*Dataset entries*:
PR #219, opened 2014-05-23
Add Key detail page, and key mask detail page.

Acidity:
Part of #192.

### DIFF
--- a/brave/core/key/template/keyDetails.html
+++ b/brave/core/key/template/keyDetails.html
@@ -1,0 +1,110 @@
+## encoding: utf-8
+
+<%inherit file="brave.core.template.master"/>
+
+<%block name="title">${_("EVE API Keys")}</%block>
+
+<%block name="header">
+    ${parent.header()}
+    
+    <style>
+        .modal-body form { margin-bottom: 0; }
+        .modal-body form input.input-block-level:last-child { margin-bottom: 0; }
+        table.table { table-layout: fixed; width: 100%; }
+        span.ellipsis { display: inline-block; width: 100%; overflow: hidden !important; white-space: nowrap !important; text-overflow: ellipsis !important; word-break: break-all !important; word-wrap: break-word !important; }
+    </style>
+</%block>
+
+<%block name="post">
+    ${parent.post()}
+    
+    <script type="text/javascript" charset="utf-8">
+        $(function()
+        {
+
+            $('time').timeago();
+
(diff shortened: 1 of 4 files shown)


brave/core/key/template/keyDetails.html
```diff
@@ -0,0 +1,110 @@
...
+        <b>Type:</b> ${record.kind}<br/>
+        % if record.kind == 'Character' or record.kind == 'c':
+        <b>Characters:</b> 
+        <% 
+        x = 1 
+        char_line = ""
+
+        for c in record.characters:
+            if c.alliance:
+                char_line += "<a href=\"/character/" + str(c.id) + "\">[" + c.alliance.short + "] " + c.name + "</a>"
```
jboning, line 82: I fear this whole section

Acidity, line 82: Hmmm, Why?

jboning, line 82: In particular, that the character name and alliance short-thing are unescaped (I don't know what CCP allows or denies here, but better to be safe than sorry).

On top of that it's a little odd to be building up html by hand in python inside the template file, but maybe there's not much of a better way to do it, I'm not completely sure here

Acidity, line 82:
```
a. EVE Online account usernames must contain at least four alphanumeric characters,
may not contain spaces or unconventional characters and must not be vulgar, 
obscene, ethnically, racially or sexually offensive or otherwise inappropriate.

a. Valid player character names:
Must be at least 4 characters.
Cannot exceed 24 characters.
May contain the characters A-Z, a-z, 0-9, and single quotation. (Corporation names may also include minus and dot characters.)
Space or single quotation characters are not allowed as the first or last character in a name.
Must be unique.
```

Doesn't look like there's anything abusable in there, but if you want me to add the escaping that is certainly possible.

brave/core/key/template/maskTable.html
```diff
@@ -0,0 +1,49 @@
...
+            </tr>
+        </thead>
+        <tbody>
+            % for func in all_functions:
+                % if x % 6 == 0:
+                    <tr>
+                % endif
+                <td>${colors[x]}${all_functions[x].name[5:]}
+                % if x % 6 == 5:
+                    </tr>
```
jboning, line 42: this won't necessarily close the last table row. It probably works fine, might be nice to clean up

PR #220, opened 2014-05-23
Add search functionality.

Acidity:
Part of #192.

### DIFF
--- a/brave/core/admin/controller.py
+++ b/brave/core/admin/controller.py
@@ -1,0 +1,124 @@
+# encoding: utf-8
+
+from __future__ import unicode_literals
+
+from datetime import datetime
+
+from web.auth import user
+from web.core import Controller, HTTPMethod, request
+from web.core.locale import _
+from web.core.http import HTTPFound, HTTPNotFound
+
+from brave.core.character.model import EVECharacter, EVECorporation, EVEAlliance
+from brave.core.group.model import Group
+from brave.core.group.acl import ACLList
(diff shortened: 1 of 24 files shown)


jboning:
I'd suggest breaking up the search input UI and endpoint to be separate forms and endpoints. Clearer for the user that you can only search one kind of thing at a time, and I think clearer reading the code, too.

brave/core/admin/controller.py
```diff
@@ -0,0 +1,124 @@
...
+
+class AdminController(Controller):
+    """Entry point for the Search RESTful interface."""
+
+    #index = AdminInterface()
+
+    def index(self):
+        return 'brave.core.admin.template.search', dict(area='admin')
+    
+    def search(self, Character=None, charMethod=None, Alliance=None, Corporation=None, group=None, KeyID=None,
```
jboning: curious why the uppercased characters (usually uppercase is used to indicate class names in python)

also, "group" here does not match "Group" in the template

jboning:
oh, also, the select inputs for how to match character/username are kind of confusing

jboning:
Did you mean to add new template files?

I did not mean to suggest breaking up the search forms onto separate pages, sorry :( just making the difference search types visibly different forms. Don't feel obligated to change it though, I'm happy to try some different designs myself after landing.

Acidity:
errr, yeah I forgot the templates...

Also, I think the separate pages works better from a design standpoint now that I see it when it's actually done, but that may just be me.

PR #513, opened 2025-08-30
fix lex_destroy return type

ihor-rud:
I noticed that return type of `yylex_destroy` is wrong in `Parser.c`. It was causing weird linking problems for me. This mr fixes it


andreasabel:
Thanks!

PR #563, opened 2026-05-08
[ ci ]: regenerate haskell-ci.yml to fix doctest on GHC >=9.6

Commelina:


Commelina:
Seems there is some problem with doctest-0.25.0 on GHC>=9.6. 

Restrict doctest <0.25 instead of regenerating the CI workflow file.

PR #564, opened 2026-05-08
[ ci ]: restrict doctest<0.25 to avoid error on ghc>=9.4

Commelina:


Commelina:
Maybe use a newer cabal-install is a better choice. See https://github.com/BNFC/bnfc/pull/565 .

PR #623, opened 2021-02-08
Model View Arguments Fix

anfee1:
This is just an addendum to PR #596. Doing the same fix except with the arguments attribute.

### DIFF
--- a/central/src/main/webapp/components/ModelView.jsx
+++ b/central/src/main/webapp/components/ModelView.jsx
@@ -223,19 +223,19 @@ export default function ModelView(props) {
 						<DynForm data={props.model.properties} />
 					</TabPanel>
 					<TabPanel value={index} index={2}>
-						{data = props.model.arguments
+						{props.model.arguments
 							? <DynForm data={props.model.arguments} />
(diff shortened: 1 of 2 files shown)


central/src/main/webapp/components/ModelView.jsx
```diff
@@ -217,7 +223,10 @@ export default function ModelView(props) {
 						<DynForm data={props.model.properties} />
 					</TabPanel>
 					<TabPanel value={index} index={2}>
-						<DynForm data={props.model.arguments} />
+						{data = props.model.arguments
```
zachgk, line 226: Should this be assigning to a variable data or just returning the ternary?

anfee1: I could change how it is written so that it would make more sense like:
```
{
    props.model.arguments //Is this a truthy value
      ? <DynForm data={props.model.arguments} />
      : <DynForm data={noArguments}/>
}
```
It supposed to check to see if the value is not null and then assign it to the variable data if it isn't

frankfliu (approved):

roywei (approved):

*Exercise aim*:
The whole of the data above must be given again, unaltered and complete.

*Your response*:
PR #219, opened 2014-05-23
Add Key detail page, and key mask detail page.

Acidity:
Part of #192.

### DIFF
--- a/brave/core/key/template/keyDetails.html
+++ b/brave/core/key/template/keyDetails.html
@@ -1,0 +1,110 @@
+## encoding: utf-8
+
+<%inherit file="brave.core.template.master"/>
+
+<%block name="title">${_("EVE API Keys")}</%block>
+
+<%block name="header">
+    ${parent.header()}
+    
+    <style>
+        .modal-body form { margin-bottom: 0; }
+        .modal-body form input.input-block-level:last-child { margin-bottom: 0; }
+        table.table { table-layout: fixed; width: 100%; }
+        span.ellipsis { display: inline-block; width: 100%; overflow: hidden !important; white-space: nowrap !important; text-overflow: ellipsis !important; word-break: break-all !important; word-wrap: break-word !important; }
+    </style>
+</%block>
+
+<%block name="post">
+    ${parent.post()}
+    
+    <script type="text/javascript" charset="utf-8">
+        $(function()
+        {
+
+            $('time').timeago();
+
(diff shortened: 1 of 4 files shown)


brave/core/key/template/keyDetails.html
```diff
@@ -0,0 +1,110 @@
...
+        <b>Type:</b> ${record.kind}<br/>
+        % if record.kind == 'Character' or record.kind == 'c':
+        <b>Characters:</b> 
+        <% 
+        x = 1 
+        char_line = ""
+
+        for c in record.characters:
+            if c.alliance:
+                char_line += "<a href=\"/character/" + str(c.id) + "\">[" + c.alliance.short + "] " + c.name + "</a>"
```
jboning, line 82: I fear this whole section

Acidity, line 82: Hmmm, Why?

jboning, line 82: In particular, that the character name and alliance short-thing are unescaped (I don't know what CCP allows or denies here, but better to be safe than sorry).

On top of that it's a little odd to be building up html by hand in python inside the template file, but maybe there's not much of a better way to do it, I'm not completely sure here

Acidity, line 82:
```
a. EVE Online account usernames must contain at least four alphanumeric characters,
may not contain spaces or unconventional characters and must not be vulgar, 
obscene, ethnically, racially or sexually offensive or otherwise inappropriate.

a. Valid player character names:
Must be at least 4 characters.
Cannot exceed 24 characters.
May contain the characters A-Z, a-z, 0-9, and single quotation. (Corporation names may also include minus and dot characters.)
Space or single quotation characters are not allowed as the first or last character in a name.
Must be unique.
```

Doesn't look like there's anything abusable in there, but if you want me to add the escaping that is certainly possible.

brave/core/key/template/maskTable.html
```diff
@@ -0,0 +1,49 @@
...
+            </tr>
+        </thead>
+        <tbody>
+            % for func in all_functions:
+                % if x % 6 == 0:
+                    <tr>
+                % endif
+                <td>${colors[x]}${all_functions[x].name[5:]}
+                % if x % 6 == 5:
+                    </tr>
```
jboning, line 42: this won't necessarily close the last table row. It probably works fine, might be nice to clean up

PR #220, opened 2014-05-23
Add search functionality.

Acidity:
Part of #192.

### DIFF
--- a/brave/core/admin/controller.py
+++ b/brave/core/admin/controller.py
@@ -1,0 +1,124 @@
+# encoding: utf-8
+
+from __future__ import unicode_literals
+
+from datetime import datetime
+
+from web.auth import user
+from web.core import Controller, HTTPMethod, request
+from web.core.locale import _
+from web.core.http import HTTPFound, HTTPNotFound
+
+from brave.core.character.model import EVECharacter, EVECorporation, EVEAlliance
+from brave.core.group.model import Group
+from brave.core.group.acl import ACLList
(diff shortened: 1 of 24 files shown)


jboning:
I'd suggest breaking up the search input UI and endpoint to be separate forms and endpoints. Clearer for the user that you can only search one kind of thing at a time, and I think clearer reading the code, too.

brave/core/admin/controller.py
```diff
@@ -0,0 +1,124 @@
...
+
+class AdminController(Controller):
+    """Entry point for the Search RESTful interface."""
+
+    #index = AdminInterface()
+
+    def index(self):
+        return 'brave.core.admin.template.search', dict(area='admin')
+    
+    def search(self, Character=None, charMethod=None, Alliance=None, Corporation=None, group=None, KeyID=None,
```
jboning: curious why the uppercased characters (usually uppercase is used to indicate class names in python)

also, "group" here does not match "Group" in the template

jboning:
oh, also, the select inputs for how to match character/username are kind of confusing

jboning:
Did you mean to add new template files?

I did not mean to suggest breaking up the search forms onto separate pages, sorry :( just making the difference search types visibly different forms. Don't feel obligated to change it though, I'm happy to try some different designs myself after landing.

Acidity:
errr, yeah I forgot the templates...

Also, I think the separate pages works better from a design standpoint now that I see it when it's actually done, but that may just be me.

PR #513, opened 2025-08-30
fix lex_destroy return type

ihor-rud:
I noticed that return type of `yylex_destroy` is wrong in `Parser.c`. It was causing weird linking problems for me. This mr fixes it


andreasabel:
Thanks!

PR #563, opened 2026-05-08
[ ci ]: regenerate haskell-ci.yml to fix doctest on GHC >=9.6

Commelina:


Commelina:
Seems there is some problem with doctest-0.25.0 on GHC>=9.6. 

Restrict doctest <0.25 instead of regenerating the CI workflow file.

PR #564, opened 2026-05-08
[ ci ]: restrict doctest<0.25 to avoid error on ghc>=9.4

Commelina:


Commelina:
Maybe use a newer cabal-install is a better choice. See https://github.com/BNFC/bnfc/pull/565 .

PR #623, opened 2021-02-08
Model View Arguments Fix

anfee1:
This is just an addendum to PR #596. Doing the same fix except with the arguments attribute.

### DIFF
--- a/central/src/main/webapp/components/ModelView.jsx
+++ b/central/src/main/webapp/components/ModelView.jsx
@@ -223,19 +223,19 @@ export default function ModelView(props) {
 						<DynForm data={props.model.properties} />
 					</TabPanel>
 					<TabPanel value={index} index={2}>
-						{data = props.model.arguments
+						{props.model.arguments
 							? <DynForm data={props.model.arguments} />
(diff shortened: 1 of 2 files shown)


central/src/main/webapp/components/ModelView.jsx
```diff
@@ -217,7 +223,10 @@ export default function ModelView(props) {
 						<DynForm data={props.model.properties} />
 					</TabPanel>
 					<TabPanel value={index} index={2}>
-						<DynForm data={props.model.arguments} />
+						{data = props.model.arguments
```
zachgk, line 226: Should this be assigning to a variable data or just returning the ternary?

anfee1: I could change how it is written so that it would make more sense like:
```
{
    props.model.arguments //Is this a truthy value
      ? <DynForm data={props.model.arguments} />
      : <DynForm data={noArguments}/>
}
```
It supposed to check to see if the value is not null and then assign it to the variable data if it isn't

frankfliu (approved):

roywei (approved):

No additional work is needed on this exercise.